I could not endure to hear her proceed, and was going to leave the room; which, when Lady Howard perceived, she begged Madame Duval would defer her intelligence to some other opportunity; but she was so eager to communicate her scheme, that she could bear no delay; and therefore they suffered me to go without opposition. Indeed, whenever my situation or affairs are mentioned by Madame Duval, she speaks of them with such bluntness and severity, that I cannot be enjoined a task more cruel than to hear her.
I was afterwards accquainted with some particulars of the conversation by Miss Mirvan; who told me that Madame Duval informed them of her plan wih the utmost complacency, and seemed to think herself very fortunate in having suggested it; but, soon after, she accidentally betrayed, that she had been instigated to the scheme by her relations the Branghtons, whose letters, which she received today, first mentioned the proposal. She declared that she would have nothing to do with any roundabout ways, but go openly and instantly to law, in order to prove my birth, real name, and title to the estate of my ancestors.
How impertinent and officious in these Branghtons, to interfere thus in my concerns! You can hardly imagine what a disturbance this plan has made in the family. The Captain, without enquiring into any particulars of the affair, has peremptorily declared himself against it, merely because it has been proposed by Madame Duval; and they have battled the point together with great violence. Mrs. Mirvan says, she will not even think, till she hears your opinion. But Lady Howard, to my great surprise, openly avows her appprobation of Madame Duval's intention; however, she will write her reasons and sentiments upon the subject to you herself.

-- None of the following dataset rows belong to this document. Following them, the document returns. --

PR #1154, opened 2026-03-23
feat: Show /status on instances table

dawsontoth:
We'll use the `get_status` and `set_status` operations to read and write the `id: 'availability'` to `status: 'Unavailable'` or `status: 'Available'` for individual instances.

https://harperdb.atlassian.net/browse/STUDIO-669

### DIFF
--- a/src/features/cluster/InstanceStatusCell.tsx
+++ b/src/features/cluster/InstanceStatusCell.tsx
@@ -1,0 +1,100 @@
+import { Badge } from '@/components/ui/badge';
+import { Button } from '@/components/ui/button';
+import { Tooltip, TooltipContent, TooltipTrigger } from '@/components/ui/tooltip';
+import { useInstanceClientIdParams } from '@/config/useInstanceClient';
+import { useOrganizationClusterInstancePermissions } from '@/hooks/usePermissions';
+import { Instance } from '@/integrations/api/api.patch';
+import { getStatusQueryOptions, getSystemStatusById } from '@/integrations/api/instance/status/getStatus';
+import { useSetStatus } from '@/integrations/api/instance/status/setStatus';
+import { getOperationsUrlForInstance } from '@/lib/urls/getOperationsUrlForInstance';
+import { useQuery } from '@tanstack/react-query';
+import { LoaderCircleIcon, ShieldCheckIcon, ShieldXIcon } from 'lucide-react';
+import { useEffect, useMemo, useState } from 'react';
+
+export function InstanceStatusCell(
+	{ instance }: { readonly instance: Instance },
+) {
+	const operationsUrl = useMemo(() => getOperationsUrlForInstance(instance), [instance]);
+	const instanceParams = useInstanceClientIdParams({ operationsUrl, instanceId: instance.id });
+	const { update: canManage } = useOrganizationClusterInstancePermissions();
+	const { mutate: setStatus, isPending: isSettingStatus } = useSetStatus();
+
+	// We want to spread the initial requests across 5 seconds.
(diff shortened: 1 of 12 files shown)


kriszyp (changes requested):
This should be handled with `get_status` (which I thought was already displayed on the status page), and `set_status`. There shouldn't be any application port or CORS interaction involved.

src/features/cluster/InstanceStatusCell.tsx
```diff
@@ -0,0 +1,107 @@
...
+		return () => clearTimeout(timer);
+	}, [randomOffset]);
+
+	const { data: statusResponse, isLoading, isFetching } = useQuery(getStatusQueryOptions(instanceParams, ready));
+
+	const isAvailable = statusResponse?.systemStatus?.[0]?.status === 'Available';
+	const isUnavailable = statusResponse?.systemStatus?.[0]?.status === 'Unavailable';
+	const statusMessage = typeof statusResponse?.data === 'string'
+		? statusResponse.data
+		: (isAvailable ? DEFAULT_200_MSG : (isUnavailable ? DEFAULT_404_MSG : 'Unknown status'));
```
dawsontoth: This is how we check if the instance is available or not, based on the first systemStatus.

src/features/cluster/InstanceStatusCell.tsx
```diff
@@ -0,0 +1,107 @@
...
+			{canManage && (
+				<div className="flex gap-1">
+					{isAvailable && (
+						<Tooltip>
+							<TooltipTrigger asChild>
+								<Button
+									variant="destructiveGhost"
+									size="icon"
+									className="size-7"
+									onClick={() => setStatus({ ...instanceParams, id: 'availability', status: 'Unavailable' })}
```
dawsontoth, line 68: This is how we set it to be unavailable.

src/features/cluster/InstanceStatusCell.tsx
```diff
@@ -0,0 +1,107 @@
...
+						</Tooltip>
+					)}
+					{isUnavailable && (
+						<Tooltip>
+							<TooltipTrigger asChild>
+								<Button
+									variant="ghost"
+									size="icon"
+									className="size-7"
+									onClick={() => setStatus({ ...instanceParams, id: 'availability', status: 'Available' })}
```
dawsontoth, line 85: And this is how we set it to be available.

Devin-Holland: that looks right. 

await server.operation({ operation: 'set_status', id: 'availability', status: 'Available' });

src/features/cluster/InstanceStatusCell.tsx
Devin-Holland: await server.operation({ operation: 'set_status', id: 'availability', status: 'Unavailable' });

Yeah looks right to me.

src/features/cluster/InstanceStatusCell.tsx
dawsontoth: Cool, thanks! Experimentally it works too. :)

src/features/cluster/InstanceStatusCell.tsx
Devin-Holland: I'm not sure if the order will ever be different, but looking for "availability" status specifically is probably safer as we're trying to drive the available/unavailable based on that specific one.

dawsontoth: @Devin-Holland Fixed!

Devin-Holland (approved):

As to Miss Mirvan, she is my second self, and neither hopes nor fears but as I do. And as to me,-I know not what to say, nor even what to wish; I have often thought my fate peculiarly cruel, to have but one parent, and from that one to be banished for ever;-while, on the other side, I have but too well known and felt the propriety of the separation. And yet, you may much better imagine, than I can express, the internal anguish which sometimes oppresses my heart, when I reflect upon the strange indifference that must occasion a father never to make the least enquiry after the health, the welfare, or even the life of his child!
O Sir, to me the loss is nothing!-greatly, sweetly, and most benevolently have you guarded me from feeling it; but for him, I grieve indeed!-I must be divested, not merely of all filial piety, but of all humanity, could I ever think upon this subject, and not be wounded to the soul.